### Source data

★ ★ ★

PR #556, opened 2022-04-24
fix: reset background process when webview is closed, closes #536

### LINKED ISSUE #536: Even if I delete it, WebView (or other?) remains.
**Describe the bug**
Let's say you have a program that creates a window to play videos.
And when I created multiple of them and then deleted some, the video in the browser that I had deleted would still be playing.

**Steps To Reproduce**
Prepare code of `wry/examples/multi_window.rs`.
Add a below snipet (YouTube embed) to [here str](https://github.com/tauri-apps/wry/blob/313eaea0ff123bddbc8b5c337ded05d464d3dfaa/examples/multi_window.rs#L52).
```html
<iframe class="background" id="background" 
src="https://www.youtube.com/embed/JUGHD_YWOe4?iv_load_policy=3&amp;loop=1&amp;playlist=JUGHD_YWOe4&amp;control=0&amp;fs=0&amp;mute=On&amp;end=111&amp;modestbranding=1&amp;start=11&amp;autoplay=1" 
frameborder="0" allow="accelerometer; autoplay; clipboard-write; encrypted-media; gyroscope; 
picture-in-picture" allowfullscreen="" style="width: 1191px; height: 678px;"></iframe>
```
Create about five windows every almost few seconds.
After a while, when it gets too noisy, close the window a little at a time and try to get only one.
Then it remains noisy.
So the closed window is still in motion.

**Expected behavior**
To be successfully closed.

**Screenshots**
Nothing

OS: macOS 12.3
Rustc: 1.59.0

- [ ] Yes
- [x] No

**Additional context**
Nothing

keiya01:
I fixed issue which didn't stop video when multiple window is closed.
I think this issue was caused by [WKProcessPool](https://developer.apple.com/documentation/webkit/wkprocesspool?language=objc) is singleton.
`WKProcessPool` is not reset even if wkwebview is deallocated.
And I could not find a feature to resolve this problem.
So I think we need to override the process.
But I think this is workaround. If you know a correct way, I will adopt your way.

- [x] Bugfix
- [ ] Feature
- [ ] Docs
- [ ] New Binding issue #___
- [ ] Code style update
- [ ] Refactor
- [ ] Build-related changes
- [ ] Other, please describe:

- [x] No

### Checklist

### DIFF
--- a/src/webview/wkwebview/mod.rs
+++ b/src/webview/wkwebview/mod.rs
@@ -621,6 +621,11 @@ impl Drop for InnerWebView {
         }
       }
 
+      // WKWebview has a single WKProcessPool to manage web contents.
+      // The WKProcessPool is not reset even if WKWebview is deallocated.
+      // So we need to override the process by navigating to `about:blank`.
+      self.navigate("about:blank");
+
       let _: Id<_> = Id::from_ptr(self.webview);
       #[cfg(target_os = "macos")]
       let _: Id<_> = Id::from_ptr(self.ns_window);
--- a/.changes/stop-background-process.md
+++ b/.changes/stop-background-process.md
@@ -1,0 +1,5 @@
+---
+"wry": patch
+---
+
+Fix to reset process on MacOS when webview is closed, closes #536.


src/webview/wkwebview/mod.rs
```diff
@@ -621,6 +621,8 @@ impl Drop for InnerWebView {
         }
       }
 
+      self.navigate("about:blank");
```
wusyong, line 627: I couldn't find any other method exposed by wkwebview either.
This one looks good to me.
Could you add some comments here? So we could understand why it has to navigate to blank page before dropping.

keiya01: You are right. I added comment.
Thank you for reviewing.

wusyong (approved):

★ ★ ★

Print out all the entries precisely as written.

PR #556, opened 2022-04-24
fix: reset background process when webview is closed, closes #536

### LINKED ISSUE #536: Even if I delete it, WebView (or other?) remains.
**Describe the bug**
Let's say you have a program that creates a window to play videos.
And when I created multiple of them and then deleted some, the video in the browser that I had deleted would still be playing.

**Steps To Reproduce**
Prepare code of `wry/examples/multi_window.rs`.
Add a below snipet (YouTube embed) to [here str](https://github.com/tauri-apps/wry/blob/313eaea0ff123bddbc8b5c337ded05d464d3dfaa/examples/multi_window.rs#L52).
```html
<iframe class="background" id="background" 
src="https://www.youtube.com/embed/JUGHD_YWOe4?iv_load_policy=3&amp;loop=1&amp;playlist=JUGHD_YWOe4&amp;control=0&amp;fs=0&amp;mute=On&amp;end=111&amp;modestbranding=1&amp;start=11&amp;autoplay=1" 
frameborder="0" allow="accelerometer; autoplay; clipboard-write; encrypted-media; gyroscope; 
picture-in-picture" allowfullscreen="" style="width: 1191px; height: 678px;"></iframe>
```
Create about five windows every almost few seconds.
After a while, when it gets too noisy, close the window a little at a time and try to get only one.
Then it remains noisy.
So the closed window is still in motion.

**Expected behavior**
To be successfully closed.

**Screenshots**
Nothing

OS: macOS 12.3
Rustc: 1.59.0

- [ ] Yes
- [x] No

**Additional context**
Nothing

keiya01:
I fixed issue which didn't stop video when multiple window is closed.
I think this issue was caused by [WKProcessPool](https://developer.apple.com/documentation/webkit/wkprocesspool?language=objc) is singleton.
`WKProcessPool` is not reset even if wkwebview is deallocated.
And I could not find a feature to resolve this problem.
So I think we need to override the process.
But I think this is workaround. If you know a correct way, I will adopt your way.

- [x] Bugfix
- [ ] Feature
- [ ] Docs
- [ ] New Binding issue #___
- [ ] Code style update
- [ ] Refactor
- [ ] Build-related changes
- [ ] Other, please describe:

- [x] No

### Checklist

### DIFF
--- a/src/webview/wkwebview/mod.rs
+++ b/src/webview/wkwebview/mod.rs
@@ -621,6 +621,11 @@ impl Drop for InnerWebView {
         }
       }
 
+      // WKWebview has a single WKProcessPool to manage web contents.
+      // The WKProcessPool is not reset even if WKWebview is deallocated.
+      // So we need to override the process by navigating to `about:blank`.
+      self.navigate("about:blank");
+
       let _: Id<_> = Id::from_ptr(self.webview);
       #[cfg(target_os = "macos")]
       let _: Id<_> = Id::from_ptr(self.ns_window);
--- a/.changes/stop-background-process.md
+++ b/.changes/stop-background-process.md
@@ -1,0 +1,5 @@
+---
+"wry": patch
+---
+
+Fix to reset process on MacOS when webview is closed, closes #536.


src/webview/wkwebview/mod.rs
```diff
@@ -621,6 +621,8 @@ impl Drop for InnerWebView {
         }
       }
 
+      self.navigate("about:blank");
```
wusyong, line 627: I couldn't find any other method exposed by wkwebview either.
This one looks good to me.
Could you add some comments here? So we could understand why it has to navigate to blank page before dropping.

keiya01: You are right. I added comment.
Thank you for reviewing.

wusyong (approved):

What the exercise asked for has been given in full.